Les propositions socialistes, par la bouche de Didier Mathuset François Loncle, principaux intervenants à l'Assemblée nationale contre le projet Sarkozy, sont simples : équilibre des nominations au CAS entre majorité et opposition, rénovation du CSA pour une faire une Haute autorité du pluralisme. Le secteur audio-visuel est un enjeu de démocratie, c'est un acteur du lien social et culturel, il doit être protégé et défendu comme n'importe quel autre élément du patrimoine français.Les socialistes préconisent des médias libres avec un financement pérenne du service public de l'audiovisuel, un développement assuré dans le secteur des nouvelles technologies, favoriser le développement des médias locaux, associatifs, coopératifs.
Les propositions pour la presse écrite : réforme des financements de la presse écrite en indexant les aides sur de nouveaux critères (volume du rédactionnel, nombre de journalistes, place réservée aux sujets sociétaux) fiscalité incitative pour réduire les prix et l'abonnement.

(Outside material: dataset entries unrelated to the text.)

PR #146, opened 2016-03-14
Improving localStorage/sessionStorage checks as suggested by @bgever

AlexBulankou:
Ran tests in private:
image


bgever:
Please note, Chrome's Incognito mode behaves different than Safari's Private mode. If you have an Apple device, you could use [Passport](https://sourceforge.net/projects/pjs-passport/) (works with Win10) to forward the local port to the network and test with an Apple device on the same network.

AlexBulankou:
Thanks! testing it in Safari private mode

AlexBulankou:
I could reproduce the issue using browser stack and then with my fix I can no longer repro. Compare these with Safari in Private mode:
HAS issue: http://albulank-test20160314-2.azurewebsites.net
FIXED: http://albulank-test20160314-3.azurewebsites.net

kamilszostak:
:shipit:

bgever:
Awesome work @AlexBulankou, tested it as well, and fix works as expected.

What would be the ETA for this to land on the CDN, now it's in master?

AlexBulankou:
Tentative ETA is in about 4 hours, will update if there are any changes to this. Thanks!

On March 14, 2016 6:44:00 PM Bart Verkoeijen <notifications@github.com> wrote:

Awesome work @AlexBulankou<https://github.com/AlexBulankou>, tested it as well, and fix works as expected.

What would be the ETA for this to land on the CDN, now it's in master?

-

AlexBulankou:
New JS SDK version was just deployed. Please verify on your end. 
Thank you! - really appreciate your help in tracking this issue down.

bgever:
Confirmed that the issue has been fixed in our production environment using the CDN. Thanks a ton for the super fast resolution of the issue @AlexBulankou!

PR #147, opened 2016-03-14
Set cookie domain

kamilszostak:
Users can now set a custom cookie domain in the JS script snippet. 
For instance: `cookieDomain: ".example.com"`


kamilszostak:
Once this is merged, I will update the documentation.

JavaScript/JavaScriptSDK/Initialization.ts
```diff
@@ -157,6 +157,7 @@ module Microsoft.ApplicationInsights {
             config.emitLineDelimitedJson = Util.stringToBoolOrDefault(config.emitLineDelimitedJson);
             config.diagnosticLogInterval = config.diagnosticLogInterval || 10000;
             config.autoTrackPageVisitTime = ApplicationInsights.Util.stringToBoolOrDefault(config.autoTrackPageVisitTime);
+            config.cookieDomain = config.cookieDomain;
```
AlexBulankou: Probably didn't mean this?

JavaScript/JavaScriptSDK/Util.ts
```diff
@@ -220,8 +220,14 @@ module Microsoft.ApplicationInsights {
         /**
          * helper method to set userId and sessionId cookie
          */
-        public static setCookie(name, value) {
-            Util.document.cookie = name + "=" + value + ";path=/";
+        public static setCookie(name, value, domain?) {
+            var domainAttrib = "";
+
+            if (domain) {
+                domainAttrib = ";domain=" + domain;
```
AlexBulankou: In case domain is not specified should we default to top level domain of the place where the code is executing. So, do something like this: 

`new RegExp(/[-\w]+\.(?:[-\w]+\.xn--[-\w]+|[-\w]{3,}|[-\w]+\.[-\w]{2})$/i).exec(window.location.host)`
I got the regex from here (http://stackoverflow.com/a/6449501). 
Thinking more about it, this would be a bit too risky - we might break a lot of user counting if we get this wrong.

AlexBulankou:
:shipit:

JavaScript/JavaScriptSDK/Initialization.ts
kamilszostak: I'll remove this. I'm also wondering why we have a similar code on line 146.

JavaScript/JavaScriptSDK/Util.ts
SergeyKanzhelev: Not sure how it will be configurable, but we should allow do `if` logic by `location.host` so the same script will work in dev/test and production domain. And also will work when you have two domains like `abc.foo.com` and `cde.foo.ru`

kamilszostak: If the `cookieDomain` is not specified we will use a default domain, the same way as it is currently done and it will work in most cases. 

I wouldn't add any code here to guess the domain.

AlexBulankou: @SergeyKanzhelev with this PR, the customer can specify foo.com in the setting and it will apply to both site1.foo.com and site2.foo.com. This is the use case - allowing cookie to work across subdomains.
Allowing cookie to work across two arbitrary domains without common top level parent (like in your example abc.foo.com and cde.foo.ru) is not the use case for this fix and I don't think it will be technically feasible if it was a use case.
Configuration of different environment be done by adding to the snippet (I image it will be a mix of server and client code) something like this:
`cookieDomain = @Config.CookieDomain;`
or you can have if..else logic here too

SergeyKanzhelev: that's what I meant. Just make sure we can allow if statement in the place where config is defined. Like 
```
if (host.location.endWith("foo.ru")) cookieDomain="foo.ru"
```

Based on your reply it should be totally possible today

kamilszostak: Yes, user can use an inline function to dynamically set the cookie domain. Sample code: 

 ```
           instrumentationKey: "<your-key>",
            cookieDomain: (function () { return 1 === 2 ? "check your math!" : "we're good" })()
```

SergeyKanzhelev:
:shipit:

PR #153, opened 2016-03-15
Only calling window.localStorage and window.sessionStorage after safe checks

AlexBulankou:
Fix for #152


AlexBulankou:
Ran tests successfully under service account

kamilszostak:
:shipit:

Issue #135, opened 2016-02-22
IE10 - Telemetry failing to send


forktrucka:
No page view or event data is being returned by my site when viewed from IE10. Requests are still being reported.

I have noticed that when using IE10, telemetry is failing to send. You get similar issues to below reported. Tested in IE8, IE9,IE11, latest Chrome and firefox.

Custom lib location:

Telemetry transmission failed, some telemetry will be lost: [object Error]{ stack: 'Error: Access is denied.

   at _xhrSender (https://[blah].azurewebsites.net/scripts/lib/ai.0.15.0-build58334.min.js:1:22545)
   at triggerSend (https://[blah].azurewebsites.net/scripts/lib/ai.0.15.0-build58334.min.js:1:22215)
   at Anonymous function (https://[blah].azurewebsites.net/scripts/lib/ai.0.15.0-build58334.min.js:1:21643)', message: 'Access is denied.
', name: 'Error' 

No lib specified:

AI (Internal): Telemetry transmission failed, some telemetry will be lost: Error properties: {"exception":"[object Error]{ stack: 'Error: Access is denied.\r\n\n   at open (https://az416426.vo.msecnd.net/scripts/a/ai.0.js:1:11217)\n   at _xhrSender (https://az416426.vo.msecnd.net/scripts/a/ai.0.js:1:34476)\n   at triggerSend (https://az416426.vo.msecnd.net/scripts/a/ai.0.js:1:33992)\n   at flush (https://az416426.vo.msecnd.net/scripts/a/ai.0.js:1:69470)\n   at Anonymous function (https://az416426.vo.msecnd.net/scripts/a/ai.0.js:1:58106)', message: 'Access is denied.\r\n', name: 'Error'"} 

I'm using a plain VS 2015 - ASP.NET MVC template site and hosting in Azure.

SergeyKanzhelev:
Dup for https://github.com/Microsoft/ApplicationInsights-JS/issues/76 Please check out response there

forktrucka:
Have tried the solution outlined in the other issue. flush doesn't work anywhere it seems.

var appInsights=window.appInsights||function(config){
[...]

PR #154, opened 2016-03-15
Switch to disable 'house keeping'

MaxShehovtsov:
Disables housekeeping in window.onBeforeUnload. In some cases IE throws an error when you try to send ajax request on beforeunload. The flag 'disableFlushOnBeforeUnload' is intended to help users cope with errors they get in this case.

### DIFF
--- a/JavaScript/JavaScriptSDK/Initialization.ts
+++ b/JavaScript/JavaScriptSDK/Initialization.ts
@@ -114,7 +114,7 @@ module Microsoft.ApplicationInsights {
         public addHousekeepingBeforeUnload(appInsightsInstance: AppInsights): void {
             // Add callback to push events when the user navigates away
 
-            if ('onbeforeunload' in window) {
+            if (!appInsightsInstance.config.disableFlushOnBeforeUnload && ('onbeforeunload' in window)) {
                 var performHousekeeping = function () {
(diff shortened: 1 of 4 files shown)


MaxShehovtsov:
#135

JavaScript/JavaScriptSDK/Initialization.ts
```diff
@@ -169,6 +169,10 @@ module Microsoft.ApplicationInsights {
             config.disableCorrelationHeaders = (config.disableCorrelationHeaders !== undefined && config.disableCorrelationHeaders !== null) ?
                 Util.stringToBoolOrDefault(config.disableCorrelationHeaders) :
                 true;
+
+            config.disableFlushOnBeforeUnload = (config.disableFlushOnBeforeUnload !== undefined && config.disableFlushOnBeforeUnload !== null) ?
+                Util.stringToBoolOrDefault(config.disableFlushOnBeforeUnload) :
```
AlexBulankou: Seems like Util.stringToBoolOrDefault could handle null and undefined cases - would have saved us some typing. Or if you are trying to check for null and undefined why not just check if (config.disableFlushOnBeforeUnload){...}

AlexBulankou:
:shipit: with suggestions

Issue #155, opened 2016-03-15
Can't send exceptions with empty method


MaxShehovtsov:
Currently we may end up with an empty method for a stack frame in exception telemetry item. This may happen if error is thrown inside a global scope.
The suggestion is to report "Global scope" or "Unknown" or something like that as a method name in this case

PR #156, opened 2016-03-15
Set exception method to "<no_method>" if it's empty

MaxShehovtsov:
Our backend rejects empty methods on exception stack.


AlexBulankou:
:shipit:

MaxShehovtsov:
#155

Issue #160, opened 2016-03-21
Should sanitize CommandName for URL and truncate at 2048 symbols


SergeyKanzhelev:
See how .NET doing it https://github.com/Microsoft/ApplicationInsights-dotnet/blob/8051d296c39ab446ddd6d7911cc6124111224c65/src/Core/Managed/Shared/Extensibility/Implementation/Property.cs#L87

PR #163, opened 2016-03-22
Truncating CommandName to 2048 characters

madeleinefletcher:
Issue #160

### DIFF
--- a/JavaScript/JavaScriptSDK.Tests/CheckinTests/Telemetry/RemoteDependency.tests.ts
+++ b/JavaScript/JavaScriptSDK.Tests/CheckinTests/Telemetry/RemoteDependency.tests.ts
@@ -38,6 +38,22 @@ class RemoteDependencyTests extends ContractTestHelper {
         });
 
         this.testCase({
+            name: name + "Command name is truncated if too long",
+            test: () => {
+                var urlLength = 2049;
+                var longUrl = "";
+                for (var i = 0; i < urlLength; i++) {
+                    longUrl += "A";
+                }
+
+                var telemetry = new Microsoft.ApplicationInsights.Telemetry.RemoteDependencyData(
+                    RemoteDependencyTests.id, RemoteDependencyTests.name, longUrl, RemoteDependencyTests.totalTime, RemoteDependencyTests.success, RemoteDependencyTests.resultCode);
+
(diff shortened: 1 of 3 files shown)


SergeyKanzhelev:
:shipit: thanks! It will help with our backend processing.
@lukekim - you should enforce this limit.

AlexBulankou:
We should do trim() and truncate() to be consistent with Web SDK and also because it is a good thing to do, currently this is doing just truncate()

madeleinefletcher:
Added trimming to sanitization

JavaScript/JavaScriptSDK/Telemetry/Common/DataSanitizer.ts
```diff
@@ -89,6 +89,7 @@ module Microsoft.ApplicationInsights.Telemetry.Common {
 
         public static sanitizeUrl(url) {
             if (url) {
+                url = Util.trim(url);
                 if (url.length > DataSanitizer.MAX_URL_LENGTH) {
                     url = url.substring(0, DataSanitizer.MAX_URL_LENGTH);
```
MaxShehovtsov: this line of code also looks to be responsible for trimming

madeleinefletcher: Yes, I added that after Alex's comment :)

JavaScript/JavaScriptSDK.Tests/CheckinTests/Telemetry/RemoteDependency.tests.ts
```diff
@@ -38,6 +38,22 @@ class RemoteDependencyTests extends ContractTestHelper {
         });
 
         this.testCase({
+            name: name + "Command name is truncated if too long",
+            test: () => {
+                var urlLength = 2049;
+                var longUrl = "";
+                for (var i = 0; i < urlLength; i++) {
+                    longUrl += "A";
```
dnduffy: Just for fun I wanted to share these alternatives:
https://developer.mozilla.org/en-US/docs/Web/JavaScript/Reference/Global_Objects/String/repeat
http://stackoverflow.com/questions/1877475/repeat-character-n-times

AlexBulankou:
:shipit:

dnduffy:
:+1:

PR #2754, opened 2026-08-12
fix(test): stabilize flaky SpanLifeCycle custom endTime test

hectorhdzg:
The "EndTime: custom endTime is respected" test used Date.now() as the custom span end time and asserted the recorded endTime round-tripped within 10ms. The span start time is derived from performance.timeOrigin + performance.now(), not Date.now(). On loaded/virtualized CI hosts (observed on the Windows build container, Node 20) the system wall clock can drift slightly behind the span's perf-based start time. When Date.now() lands before the span start, span.end() clamps the duration to zero and sets endTime === startTime, so the round-trip difference exceeds the 10ms tolerance and the test intermittently fails (763 tests, 1 failed).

Autres propositions : création d'un statut des entreprises de presse s'apparentant à celui des fondations, attribution du statut d'entreprise aux entreprises éditrices du numérique avec toutes ses composantes, renforcement des droits des journalistes (protection des sources, reconnaissance juridique) développement des logiciels libres…
Ce court dossier a été réalisé grâce au document édité par le Groupe SRC, socialiste, radical et citoyen.
Après avoir lu toutes ces propositions qui seront votées et appliquées par la majorité de droite, on mesure combien le combat pour une télévision et une presse libre, indépendante, pluraliste est aujourd'hui essentiel. « La victoire » idéologique de la droite (même provisoire) a emprunté le chemin des médias aux mains des grands goupes financiers de l'armement et adeptes de la concentration maximum. Nicolas Sarkozy est un homme dangereux puisqu'il fait ce qu'il dit et qu'il avait annoncé depuis des années des projets qu'il concrétise aujourd'hui. La gauche doit s'opposer frontalement à ce projet et le faire savoir aux Français.